Commercialisés depuis le milieu des années 1990, les OGM transgéniques couvrent actuellement moins de 4 % des surfaces agricoles mondiales [1]. Ces plantes étaient censées résoudre la faim dans le monde, permettre de lutter contre le changement climatique, de réduire l’usage des pesticides… Mais aucune de ces promesses n’a été tenue et leur commercialisation ressemble fort à un échec.

Pas de commercialisation… mais des brevets !

Pour les multinationales, cet « échec » incombe notamment à des réglementations qui seraient trop contraignantes et onéreuses. Elles s’emploient, depuis une dizaine d’années, à persuader les dirigeants politiques que la nouvelle génération de plantes génétiquement modifiées pourront, enfin, apporter les avantages économiques, environnementaux et sociaux tant espérés pour relever les défis auxquels l’Humanité est confrontée… pourvu que ces plantes OGM ne soient pas réglementées comme OGM.

Pourtant, l’adoption d’une réglementation plus souple, comme c’est le cas aux États-Unis, ne se traduit pas par une commercialisation massive des OGM issus des nouvelles techniques de modification génétique [2]. Ce constat soulève donc la question des facteurs non-réglementaires expliquant l’absence de mise sur le marché.

L’intérêt commercial des OGM obtenus par de nouvelles techniques pourrait bien résider dans l’économie des brevets. Les OGM seraient-ils développés sans la possibilité de breveter les informations génétiques et les produits associés ? En effet, l’essor de ces nouvelles techniques s’est surtout traduit, jusqu’à présent, par une hausse des demandes de brevets et par la conclusion d’accords de licence. Ces demandes sont déposées principalement par quelques multinationales des biotechnologies. En tête se trouvent Corteva et Bayer, lesquelles détiennent déjà à elles deux 40 % du marché des semences au niveau mondial. Un constat qui met à mal le discours sur l’accessibilité des nouvelles techniques aux petites et moyennes entreprises (PME), tenu par la Commission européenne et repris sans discernement par certains journalistes.

En février 2023, les semenciers français RAGT et Florimond Desprez ont d’ailleurs exprimé leur crainte qu’une dérèglementation des OGM issus des nouvelles techniques ouvre la voie à la diffusion incontrôlée des brevets associés et menace les semenciers et les agriculteurs.

L’enjeu de la transparence

Pourquoi quelques multinationales se battent-elles pour obtenir la dérèglementation des OGM et ainsi la fin de leur étiquetage ? Aucune obligation n’étant faite aux entreprises de lister les plantes dans lesquelles leurs brevets se trouvent, l’étiquetage OGM imposé par la réglementation européenne est, à ce jour, la source d’information la plus fiable. Caricaturalement, une étiquette OGM indique la présence de brevets et inversement. Or, la proposition de déréglementation de la Commission européenne vise à masquer le lien entre le brevet et le produit commercialisé pour un nombre important d’OGM issus des nouvelles techniques, ce qui engendrerait d’importantes incertitudes juridiques pour les sélectionneurs et les agriculteurs et renforcerait la position des détenteurs de brevets.

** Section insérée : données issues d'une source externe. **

PR #220, opened 2020-04-02
[go-gen] Add list handler generation

willjvsmith:
* Adds generation of list handler
* Adds generation of handler stubs
* Adds overloaded functions for `genFunctionCall` and `genMethodCall` to handle optionals


src/main/scala/temple/generate/server/go/service/main/GoServiceMainHandlersGenerator.scala
```diff
@@ -0,0 +1,183 @@
...
+  private def generateListHandler(root: ServiceRoot, responseMap: ListMap[String, String]): String = {
+    // Whether enumerating by created_by field or not
+    val byCreator = root.createdByAttribute match {
+      case CreatedByAttribute.None => false
+      case enumerating: CreatedByAttribute.Enumerating =>
+        enumerating match {
+          case _: CreatedByAttribute.EnumerateByCreator => true
+          case _: CreatedByAttribute.EnumerateByAll     => false
+        }
+    }
```
jaylees14: You can simplify the nested match:
```scala
  val byCreator = root.createdByAttribute match {
      case CreatedByAttribute.None                  => false
      case _: CreatedByAttribute.EnumerateByCreator => true
      case _: CreatedByAttribute.EnumerateByAll     => false
  }
```

src/main/scala/temple/generate/server/go/service/main/GoServiceMainHandlersGenerator.scala
```diff
@@ -0,0 +1,183 @@
...
+
+    mkCode(
```
jaylees14: Can you break this into some variables? It's gonna become really hard to add new things 😢

src/main/scala/temple/generate/server/go/service/main/GoServiceMainHandlersGenerator.scala
```diff
@@ -0,0 +1,183 @@
...
+      ),
+    )
+  }
+
+  /** Generate the create handler function */
+  private def generateCreateHandler(root: ServiceRoot): String =
+    mkCode(
+      generateHandlerDecl(root, Create),
+      CodeWrap.curly.tabbed(
+        ),
```
jaylees14: Interesting formatting, but I'll allow it since you're gonna replace them

src/main/scala/temple/generate/server/go/service/main/GoServiceMainHandlersGenerator.scala
```diff
@@ -0,0 +1,183 @@
...
+      genIfErr(
+        mkCode.lines(
+          generateHTTPError("StatusUnauthorized", "Could not authorize request: %s", genMethodCall("err", "Error")),
+          genReturn(),
+        ),
+      ),
+    )
+
+  /** Generate the list handler function */
+  private def generateListHandler(root: ServiceRoot, responseMap: ListMap[String, String]): String = {
```
jaylees14: If they're all going to get this long, I feel like they should be broken into separate objects?

src/main/scala/temple/generate/server/go/service/main/GoServiceMainHandlersGenerator.scala
```diff
@@ -0,0 +1,183 @@
...
+
+object GoServiceMainHandlersGenerator {
+
+  /** Generate a map for converting the fields of the DAO response to the JSON response  */
+  private def generateResponseMap(root: ServiceRoot): ListMap[String, String] =
+    // Includes ID attribute and all attributes without the @server annotation
+    ListMap(root.idAttribute.name.toUpperCase -> s"${root.name}.${root.idAttribute.name.toUpperCase}") ++
+    root.attributes.collect {
+      case (name, attribute) if !attribute.accessAnnotation.contains(Annotation.Server) =>
+        (
```
jaylees14: Have you thought about using `foo → bar` instead of `(foo, bar)` syntax, I think it reads a lot nicer

src/main/scala/temple/generate/server/go/service/main/GoServiceMainHandlersGenerator.scala
Lewiky:
```suggestion
    val byCreator = root.createdByAttribute match {
        case CreatedByAttribute.EnumerateByCreator(_, _) => true
        case _                                           => false
    }
```

src/main/scala/temple/generate/server/go/service/main/GoServiceMainHandlersGenerator.scala
```diff
@@ -0,0 +1,183 @@
...
+import temple.generate.server.go.common.GoCommonGenerator._
+import temple.utils.StringUtils.doubleQuote
+
+import scala.Option.when
+import scala.collection.immutable.ListMap
+
+object GoServiceMainHandlersGenerator {
+
+  /** Generate a map for converting the fields of the DAO response to the JSON response  */
+  private def generateResponseMap(root: ServiceRoot): ListMap[String, String] =
```
jaylees14, line 28: This function feels like it's a bit too much to be one expression, how about breaking it down?

src/main/scala/temple/generate/server/go/service/main/GoServiceMainHandlersGenerator.scala
```diff
@@ -0,0 +1,183 @@
...
+                genPopulateStruct(s"list${root.name.capitalize}Element", responseMap),
+              ),
+              s"${root.name}ListResp.${root.name.capitalize}List",
+            ),
+          ),
+          genMethodCall(genMethodCall("json", "NewEncoder", "w"), "Encode", s"${root.name}ListResp"),
+        ),
+      ),
+    )
+  }
```
Lewiky: Christ alive - can this be separated out into variables?

src/main/scala/temple/generate/server/go/service/main/GoServiceMainHandlersGenerator.scala
```diff
@@ -0,0 +1,183 @@
...
+      generateHandlerDecl(root, Delete),
+      CodeWrap.curly.tabbed(
+        ),
+    )
+
+  /** Generate the env handler functions */
+  private[service] def generateHandlers(root: ServiceRoot, operations: Set[CRUD]): String = {
+    val responseMap = generateResponseMap(root)
+    mkCode.doubleLines(
+      for (operation <- operations.toSeq.sorted)
```
jaylees14: Any reason why this is a `for` and `yield` instead of a straight forward map?

jaylees14 (commented):
Kinda getting a little hard to read in places, think maybe breaking them down some more would help?

Functionality looks good tho.

src/e2e/resources/go/user/user.go.snippet
```diff
@@ -147,10 +149,44 @@ func jsonMiddleware(next http.Handler) http.Handler {
...
-func (env *env) listTempleuserHandler(w http.ResponseWriter, r *http.Request) {}
+func (env *env) listTempleuserHandler(w http.ResponseWriter, r *http.Request) {
+	templeuserList, err := env.dao.ListTempleuser()
+	if err != nil {
+		errMsg := util.CreateErrorJSON(fmt.Sprintf("Something went wrong: %s", err.Error()))
+		http.Error(w, errMsg, http.StatusInternalServerError)
+		return
+	}
+
+	templeuserListResp := listTempleuserResponse{
```
jaylees14, line 160: Should this not be `listTempleuserResp` if we're following conventions?

jaylees14 (approved):
Nice, much more readable. Thanks for making the changes :)

Lewiky (approved):
Yeah reads nicely 👍

PR #222, opened 2020-04-02
[Go-gen] Update casing in all the generation code

c-harding:
This converts any generated code to use camelCase/PascalCase/snake_case/kebab-case depending on convention for each application, instead of lowercase/Capitalcase

Other effects:

- `FileMatchers`: file diffs are now alphabetical, which should hopefully make it clearer what’s going on when the files don’t match up


src/e2e/scala/temple/SimpleE2ETestData.scala
```diff
@@ -27,19 +27,19 @@ object SimpleE2ETestData {
...
+      |WORKDIR /temple-user
       |
       |COPY go.mod go.sum ./
       |
       |RUN ["go", "mod", "download"]
       |
       |COPY . .
       |
-      |COPY config.json /etc/templeuser-service
+      |COPY config.json /etc/temple-user-service
```
jaylees14: Think your branch might be outdated - this should have a trailing slash from #224

src/main/scala/temple/builder/MetricsBuilder.scala
```diff
@@ -6,6 +6,8 @@ import temple.generate.metrics.grafana.ast.{Datasource, Row}
 
 object MetricsBuilder {
 
+  // TODO: investigate this casing
+  // DON’T LET THIS BE PRed
```
jaylees14: 😱

jaylees14 (approved):
Changes look good - we might find issues later on when we actually come to run it, but nothing really we can do about that now :)

src/test/scala/temple/generate/server/go/GoServiceGeneratorTestData.scala
```diff
@@ -29,8 +29,10 @@ object GoServiceGeneratorTestData {
   )
 
   val simpleServiceFiles: Files = Map(
-    File("user", "go.mod")  -> readFile("src/test/scala/temple/generate/server/go/testfiles/user/go.mod.snippet"),
-    File("user", "user.go") -> readFile("src/test/scala/temple/generate/server/go/testfiles/user/user.go.snippet"),
+    File("user", "go.mod") -> readFile("src/test/scala/temple/generate/server/go/testfiles/user/go.mod.snippet"),
+    File("user", "user.go") -> readFile(
+      "src/test/scala/temple/generate/server/go/testfiles/user/user.go.snippet",
+    ),
```
willjvsmith, line 35: Boosting lines changed 😉

src/main/scala/temple/generate/server/go/common/GoCommonGenerator.scala
```diff
@@ -117,26 +117,17 @@ object GoCommonGenerator {
...
+  private[go] def genFunctionCall(name: String, args: CodeTerm*): String =
     CodeWrap.parens.prefix(name).list(args)
 
   /** Generate function call, but with optional arguments */
   private[go] def genFunctionCall(name: String, firstArg: Option[String], otherArgs: Option[String]*): String =
     CodeWrap.parens.prefix(name).list(firstArg, otherArgs)
 
   /** Generate method call */
-  private[go] def genMethodCall(objectName: String, methodName: String, args: String*): String =
+  private[go] def genMethodCall(objectName: String, methodName: String, args: CodeTerm*): String =
```
willjvsmith, line 128: How come?

willjvsmith (approved):
LGTM 🚀 

It would nice to see more descriptive PR descriptions, bullet pointing everything done and any design decisions made. For example you've improved the map comparison test with `FileMatchers`, something we've been wanting for a while, but it's not mentioned in the desc.

Furthermore, there are other changes being made here that aren't relevant to the PR, but are hidden amongst almost 700 lines of changes.

src/main/scala/temple/generate/server/go/common/GoCommonGenerator.scala
c-harding: This was because my last PR #219 had enabled the nesting that was needed here so this could be simplified, and I spotted it when I was checking this directory for renaming

src/test/scala/temple/generate/server/go/GoServiceGeneratorTestData.scala
c-harding: That was the autoformatter!

PR #307, opened 2020-04-13
[go-gen] Add setup.go and invoke from main function

jaylees14:
This PR does 2 main things:
- Add `setup.go`, which includes a `setup` function for users to add their own hooks / logic / routes etc.
- Refactor the router so it is no longer defined on the environment, instead it is returned and passed to the user for modification

### Test Plan
- Existing integration tests cover that the code complies and endpoints still produce correct responses

### DIFF
--- a/src/e2e/resources/simple-temple-expected/auth/auth.go
+++ b/src/e2e/resources/simple-temple-expected/auth/auth.go
@@ -48,8 +48,8 @@ type loginAuthResponse struct {
 	AccessToken string
 }
 
-// router generates a router for this service
-func (env *env) router() *mux.Router {
+// defaultRouter generates a router for this service
+func defaultRouter(env *env) *mux.Router {
 	r := mux.NewRouter()
 	r.HandleFunc("/auth/register", env.registerAuthHandler).Methods(http.MethodPost)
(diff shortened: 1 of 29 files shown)


src/e2e/resources/simple-temple-expected/auth/auth.go
```diff
@@ -48,8 +48,8 @@ type loginAuthResponse struct {
 	AccessToken string
 }
 
-// router generates a router for this service
-func (env *env) router() *mux.Router {
+// defaultRouter generates a router for this service
+func defaultRouter(env *env) *mux.Router {
```
c-harding, line 52: When would a router not be a default router?

c-harding (approved):
All the power to Captain Hook!

Lewiky (approved):
So many changes for such little extra logic

src/e2e/resources/simple-temple-expected/auth/auth.go
jaylees14: The router gets given to the user for modification, this just defaults to everything we've generated

willjvsmith (approved):
LGTM 🚀 

The `Call into non-generated entry-point` comment seems a bit funny, since the `env.setup` could theoretically do more than add an entry point?

PR #308, opened 2020-04-13
[Codecov] Include e2e tests in the codecov report

c-harding:
Instead of the unit testing stage pushing the codecov report, instead the e2e stage also calls the unit tests, and pushes the combined codecov report. This means that the e2e stage will fail if the unit tests fail, which I don’t think is too bad of a side effect. They need to be run together somehow in order to generate a single result, and this seems less misleading than the unit testing stage failing because an e2e test is bad.


jaylees14 (approved):
LGTM, look at that codecov 🚀

Lewiky (approved):
LGTM

jaylees14 (approved):

PR #311, opened 2020-04-14
[go-gen] Make metric.go conditionally generated

willjvsmith:
* Makes metric.go only generate if the service should have metrics, including auth service

Simple stuff


jaylees14 (approved):
Nice

c-harding (approved):

PR #312, opened 2020-04-14
[go-gen] Extract DAO input to separate variable

jaylees14:
Extract the DAO input into a separate variable.

This allows a hook call to be nicely squeezed in the middle (à la TempleEight/spec-golang#80)

This is currently only for non-auth services, will do auth next


willjvsmith (approved):
LGTM 🚀

Lewiky (approved):

PR #313, opened 2020-04-14
[go-gen] Extract auth DAO input to separate variable

jaylees14:
Applying the same technique from #312 to the auth service. Extract input into variable so that we can squeeze a hook in the middle

### DIFF
--- a/src/e2e/resources/simple-temple-expected/auth/auth.go
+++ b/src/e2e/resources/simple-temple-expected/auth/auth.go
@@ -129,11 +129,13 @@ func (env *env) registerAuthHandler(w http.ResponseWriter, r *http.Request) {
 		return
 	}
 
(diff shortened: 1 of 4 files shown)


willjvsmith (commented):
How is this passing without any scala changes?

jaylees14:
> How is this passing without any scala changes?

You should ask the man that wrote it... 😉 It's just read in from file

https://github.com/TempleEight/temple/blob/4c190195d0f4c95833f05087ce9a97d78da47574/src/main/scala/temple/generate/server/go/auth/GoAuthServiceMainGenerator.scala#L34

willjvsmith (approved):

willjvsmith:
genius

Lewiky (approved):

PR #314, opened 2020-04-14
[Semantics] Make lookupMetadata more typesafe: limit to project metadata

c-harding:
Now `lookupMetadata` can only be called on metadata that is allowed to appear in the project block, so non-inheritable metadata cannot be looked up. The only catch with this is that `structBlock.lookupMetadata` can’t be used for metadata such inherited from the service to the struct. Not sure whether this is desirable, but if it is then a method could be added to `AttributeBlock`: `def lookupMetadata[T <: ServiceMetadata]: Option[T]`

Codecov only down due to reduction in LoC


Lewiky (approved):
LGTM

jaylees14 (approved):

PR #315, opened 2020-04-14
Invoke hooks

jaylees14:
I just ❤️ hooks - this adds "before" hooks to all endpoints.

The only caveat is that if a hook fails - that is to say it throws an error - that error does not return a response.

Once @smithwjv has created the `respondWithError` function, that should slot nicely into the TODO spot I've left. For now it's easier to leave it blank than spend time working out what should go here, since he's going to get that done fairly soon.


willjvsmith (approved):
Good stuff 🚀

Lewiky (approved):
Cool nice one

PR #316, opened 2020-04-14
[go-gen] Add generation of metric server instantiation in main, and refactor main gen

willjvsmith:
* Adds generation of the code in the main functions to spin up a Prometheus metric server
  * For both auth and non-auth services
* Tidies up the main function generation
* Adds Ports to the `util.go` `config` struct

You will notice I've commented out metric imports ready for my next PR where I add the actual metric calls to the handlers.

### DIFF
--- a/src/main/scala/temple/generate/server/go/common/GoCommonMainGenerator.scala
+++ b/src/main/scala/temple/generate/server/go/common/GoCommonMainGenerator.scala
@@ -29,57 +29,102 @@ object GoCommonMainGenerator {
       ),
     )
 
-  private[go] def generateMain(serviceName: ServiceName, port: Int, usesComms: Boolean, isAuth: Boolean): String =
+  private def generateFlagParseBlock(serviceName: ServiceName): String =
+    mkCode.lines(
+      genDeclareAndAssign(
+        genMethodCall(
+          "flag",
+          "String",
+          doubleQuote("config"),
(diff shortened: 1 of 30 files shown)


willjvsmith:
Something fishy is causing the integration tests to fail, I'm not certain, but I don't think it has anything to do with the contents of this PR.

The output of the compiler should be silenced, but for some reason isn't behaving that way.

Lewiky (approved):
Cool cool cool

src/main/scala/temple/generate/server/go/common/GoCommonMainGenerator.scala
```diff
@@ -29,57 +29,102 @@ object GoCommonMainGenerator {
...
+    )
+
+  private def generateMetricsBlock(): String = {
+    val goroutineBody = mkCode.lines(
+      genMethodCall("http", "Handle", doubleQuote("/metrics"), genMethodCall("promhttp", "Handler")),
+      genMethodCall("http", "ListenAndServe", genMethodCall("fmt", "Sprintf", doubleQuote(":%d"), "promPort"), "nil"),
+    )
+    mkCode.lines(
+      "// Prometheus metrics",
+      genDeclareAndAssign(s"config.Ports[${doubleQuote("prometheus")}]", "promPort", "ok"),
```
jaylees14, line 66: `)}]` this is very pleasing

jaylees14 (approved):
Nice

PR #319, opened 2020-04-14
[DSL] Move auth method to be specified in the project block

c-harding:
Instead of `#auth(method)` in the service block, we now have `#authMethod(method)` in the project block, and bare `#auth` in the service block

### DIFF
--- a/src/main/scala/temple/ast/Metadata.scala
+++ b/src/main/scala/temple/ast/Metadata.scala
@@ -92,12 +92,15 @@ object Metadata {
       Omit(names.map(Endpoint.parse(_)).toSet)
   }
 
-  sealed abstract class ServiceAuth private (name: String) extends EnumEntry(name) with ServiceMetadata
+  sealed abstract class AuthMethod private (name: String) extends EnumEntry(name) with ProjectMetadata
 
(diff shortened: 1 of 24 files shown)


jaylees14 (approved):
Nice one

src/main/scala/temple/ast/Metadata.scala
```diff
@@ -92,13 +92,16 @@ object Metadata {
...
 
-  object ServiceAuth extends Enum[ServiceAuth] {
-    override def values: IndexedSeq[ServiceAuth] = findValues
-    case object Email extends ServiceAuth("email")
+  object AuthMethod extends Enum[AuthMethod] {
+    override def values: IndexedSeq[AuthMethod] = findValues
+    case object Email extends AuthMethod("email")
   }
 
+  type ServiceAuth = ServiceAuth.type
```
Lewiky, line 102: Why is this line needed? And it's defined before `ServiceAuth` is?

Lewiky (approved):
Look good

src/main/scala/temple/ast/Metadata.scala
c-harding: So `lookupMetadata` etc work nicely. Order doesn’t really matter

PR #320, opened 2020-04-14
[it-test] Add examples folder and use in integration test

jaylees14:
Move the `tinder.temple` over (`amazon.temple` didn't generate correctly, will move over when I've worked out why..)

Invoke them from the integration test automatically, so that any new examples are automatically generated and validated.


willjvsmith (approved):
Good stuff

Lewiky (approved):
LGTM

src/it/scala/temple/EndpointIntegrationTest.scala
```diff
@@ -11,4 +13,11 @@ class EndpointIntegrationTest extends EndpointTesterSpec with Matchers {
     val simpleTemple = FileUtils.readFile("src/test/scala/temple/testfiles/simple-dc.temple")
     noException should be thrownBy buildAndTestEndpoints(simpleTemple)
   }
+
+  it should "correctly generate the example Templefiles" in {
+    Files.list(Paths.get("examples")).map(path => path.toString).forEach { (path: String) =>
```
c-harding: Worth filtering for `*.temple` so we can add a readme to that folder without it being imported?

examples/tinder.temple
```diff
@@ -0,0 +1,26 @@
...
+  #database(postgres);
+  #provider(dockerCompose);
+}
+
+User: service {
+  // Implicit `id` field that matches Auth service `id` field
+  firstName: string;
+  lastName: string;
+  dob: datetime;
+  #auth(email); // Creates Auth service, which stores an `id`, `email` and `password` field
```
c-harding: #319 will break this, race you 😉

c-harding (approved):

PR #321, opened 2020-04-14
[go-gen] Add generation of timing and request success metrics

willjvsmith:
* Adds generation of metrics for timing DAO calls
* Adds generation of metrics for counting the success of a request

This is for both auth and non-auth services. I moved the metric generation functions to `common`, then realised that the handlers are read from file in `auth` atm 🤦 

This was really goddamn tedious, and the refactor with `respondWithError` is going to be even worse.

### DIFF
--- a/src/main/scala/temple/generate/server/go/service/main/GoServiceMainListHandlerGenerator.scala
+++ b/src/main/scala/temple/generate/server/go/service/main/GoServiceMainListHandlerGenerator.scala
@@ -4,7 +4,7 @@ import temple.generate.CRUD.List
 import temple.generate.server.ServiceRoot
 import temple.generate.server.go.GoHTTPStatus.StatusInternalServerError
 import temple.generate.server.go.common.GoCommonGenerator._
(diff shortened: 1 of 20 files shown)


src/main/scala/temple/generate/server/go/service/main/GoServiceMainListHandlerGenerator.scala
```diff
@@ -4,19 +4,22 @@ import temple.generate.CRUD.List
...
+import temple.generate.server.go.common.GoCommonMainGenerator._
+import temple.generate.server.go.service.main.GoServiceMainHandlersGenerator._
 import temple.generate.utils.CodeTerm.{CodeWrap, mkCode}
 
 import scala.Option.when
 import scala.collection.immutable.ListMap
 
 object GoServiceMainListHandlerGenerator {
 
+  // TODO: This needs a refactor
```
jaylees14, line 16: 👍 thought the same

jaylees14 (approved):
Nice stuff 👍

Lewiky (approved):
Cool one

PR #324, opened 2020-04-15
[Go-gen] Move ServiceRoot to a trait in preparation for StructRoot

c-harding:
This rearranges the ServiceRoot structure to prepare for the introduction of structs, and also fixes the notion of equality in ServiceNames that was breaking some tests. As such, it fixes those tests.

Some tests were made less non-deterministic by swapping ListMaps (which were constructed from unordered sets) with SortedMaps, which derive their order from CRUD’s internal ordering.

## Old inheritance structure

    class ServiceName
    ┃   overriding equality
    ┃   declaring name
    ┃   defining additional name transformers
    ┗ case class ServiceRoot
          defining name, as well as service-specific stuff
          not generating equality, see below †

## New structure:

    trait ServiceName
    ┃   declaring name                                                          
    ┃   defining additional name transformers
    ┣ private case class ServiceName.BareName
    ┃     constructed with ServiceName(), acts like a ServiceName case class as before
    ┃     generates equality
    ┗ trait AttributesRoot
      ┃   still declaring name
      ┃   declaring service/struct shared stuff
      ┡ case class ServiceRoot
      ┆     defining name and service/struct shared stuff
      ┆     defining service-specific stuff
      └ case class StructRoot (coming soon)
            defining name and service/struct shared stuff
            defining struct-specific stuff

† Case classes normally generate new equality functions, but annoyingly they do not if they extend a class that already overrides equality. This goes against an assumption previously made that ServiceName would generate a new equality method


src/main/scala/temple/generate/server/AttributesRoot.scala
```diff
@@ -0,0 +1,60 @@
...
+    createdByAttribute: Option[CreatedByAttribute],
+    attributes: ListMap[String, AbstractAttribute],
+    datastore: Database,
+    readable: Readable,
+    writable: Writable,
+    projectUsesAuth: Boolean,
+    hasAuthBlock: Boolean,
+    metrics: Option[Metrics],
+  ) extends ServiceName
+      with AttributesRoot {}
```
jaylees14: Do you need the `{}`

jaylees14 (approved):
LGTM

src/main/scala/temple/generate/server/go/service/GoServiceGenerator.scala
```diff
@@ -49,20 +44,29 @@ object GoServiceGenerator extends ServiceGenerator {
       File(root.kebabName, s"${root.kebabName}.go") -> mkCode.doubleLines(
         GoCommonGenerator.generatePackage("main"),
         GoServiceMainGenerator
-          .generateImports(root, usesBase64, usesTime, usesComms, usesMetrics, clientAttributes, operations),
+          .generateImports(root, usesBase64, usesTime, usesComms, usesMetrics, root.requestAttributes, root.operations),
```
willjvsmith: perhaps could do with refactoring now that requestAttributes and operations are defined on the root, so only the root and the bools are passed

willjvsmith (approved):
LGTM 🚀 

good stuff

PR #385, opened 2020-04-22
[Go-gen] Struct handlers

c-harding:
Here come the structs! Adds functions for checking parentage, the handler functions, and the kong registration functions.

Once #392 is merged, it’s +1,172 -56, which is +219 -56 of code plus 953 new lines of Go code (all very repetitive and basically the same as what would be generated if the structs were duplicated).

Currently failing the Deliveroo integration test due to an existing issue, as shown in #386.


Lewiky (approved):
Alright cool cool

src/main/scala/temple/generate/server/go/service/main/GoServiceMainDeleteHandlerGenerator.scala
```diff
@@ -19,7 +20,11 @@ object GoServiceMainDeleteHandlerGenerator {
       "input",
     )
 
-  private def generateDAOCallBlock(block: AttributesRoot, metricSuffix: Option[String]): String =
+  private def generateDAOCallBlock(
+    block: AttributesRoot,
+    parent: Option[ServiceRoot],
```
jaylees14: Is this param used?

src/main/scala/temple/generate/server/go/service/main/GoServiceMainReadHandlerGenerator.scala
```diff
@@ -3,17 +3,23 @@ package temple.generate.server.go.service.main
...
 
 import scala.Option.when
 import scala.collection.immutable.ListMap
 
 object GoServiceMainReadHandlerGenerator {
 
-  private def generateDAOCallBlock(block: AttributesRoot, metricSuffix: Option[String]): String =
+  private def generateDAOCallBlock(
+    block: AttributesRoot,
+    parent: Option[ServiceRoot],
```
jaylees14: Ditto here?

jaylees14 (approved):
Cool, much easier to review when it's just the additions. Generated code looks good, would normally do some manual testing but I'll save that for `temple test`

PR #386, opened 2020-04-22
[example] Add ImageServer example

c-harding:
This is going to break because an attribute (of type data or date/time) having the same name as its class will result in a name clash (source: https://github.com/TempleEight/temple/blob/develop/src/main/scala/temple/generate/server/go/service/main/GoServiceMainCreateHandlerGenerator.scala#L90). I’d be interested in people’s solutions to this: ban all attributes from having the same name as their services, rename the new struct in the create block from `image` to `newImage`, or ban specifically this case?

I raise this because the Deliveroo example has the equivalent of this in a struct, which my generation has raised.

Update: now naming an attribute the same as its block is a validation error. This triggered a naming error in the simple.temple, which has been updated at the cost of many lines.

Also spotted was another issue based on the original incorrect assumption: attributes may not be named the same as imports etc, as they are sometimes rendered as local variables. This has been fixed too, with the changes to NameClashes

_Previous solution: rename the parent in the case of a clash. This means the service is now called ImageServerImage, and the attribute remains as before._ (issue: the API should not change that much when children are added.)

### DIFF
--- a/examples/airbnb.temple
+++ b/examples/airbnb.temple
@@ -70,7 +70,7 @@ Review: service {
   tenant: Tenant;
   reservation: Reservation;
   stars: int(5, 0);
-  review: string;
+  message: string;
   #readable(by: all);
   // implicit #writable(by: this) since project has auth
 }
--- a/examples/deliveroo.temple
+++ b/examples/deliveroo.temple
@@ -69,7 +69,7 @@ Dish: service {
     restaurant: Restaurant;
 
     Img: struct {
-        img: data(4M);
+        data: data(4M);
         #enumerable;
     }
     #enumerable;
--- a/examples/image-server.temple
+++ b/examples/image-server.temple
@@ -7,7 +7,7 @@ ImageServer: project {
 }
 
 Image: service {
-    image: data(4M);
+    imageData: data(4M);
     description: string;
     owner: User;
     #enumerable;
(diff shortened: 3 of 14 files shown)


jaylees14:
If we rename the variable in the Go code, we’re still going to have to ban that new name from occurring in the attributes, so I’d be tempted to say the quickest fix is banning attributes with the same name as the service.

c-harding:
actually, tempted to go with Jay’s solution even though it does interfere more with the user’s workflow: this will make regen more awkward when such an attribute is added, as the whole project is moved. Alternatively, could rename the attr?

TODO: also check that the current approach happens after the attr has been renamed

Lewiky:
I think going with Jay's solution here will be fine, The user is like 3 people and I feel like this level of detail isn't going to bother them. Not like this is going out to millions

c-harding:
@jaylees14 this is going to get messy: simple.temple has `User: service { user: string; ... }`

jaylees14 (approved):
Cool

Lewiky (approved):
coolio

c-harding:
Update: now naming an attribute the same as its block is a validation error. This triggered a naming error in the simple.temple, which has been updated at the cost of many lines.

Also spotted was another issue based on the original incorrect assumption: attributes may not be named the same as imports etc, as they are sometimes rendered as local variables. This has been fixed too, with the changes to NameClashes

PR #347, opened 2020-04-17
[DSL] Remove access controls from structs

c-harding:
As agreed on slack, this can now be inherited in its entirety from the parent service. Surprised at how easy this was to remove…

Dans un rapport de 2021, la Commission européenne a reconnu que, tout en étant bénéfiques pour l’innovation, les brevets « (ainsi qu’une forte concentration d’entreprises) peuvent également constituer une barrière à l’entrée sur le marché pour les PME et limiter l’accès aux nouvelles technologies et au matériel génétique, par exemple pour les sélectionneurs et les agriculteurs » [3]. Pourtant, la Commission prévoit de publier seulement en 2026 un rapport sur « l’incidence que le brevetage des plantes et les pratiques correspondantes en matière de licences et de transparence ont sur l’innovation en ce qui concerne la sélection végétale ».

[1Selon les dernières données de l’International Service for the Acquisition of Agri-biotech Applications (Isaaa), 2019. Nos propres recherches montrent que les surfaces transgéniques n’ont pas augmenté depuis 2019, voire ont diminué dans l’Union européenne.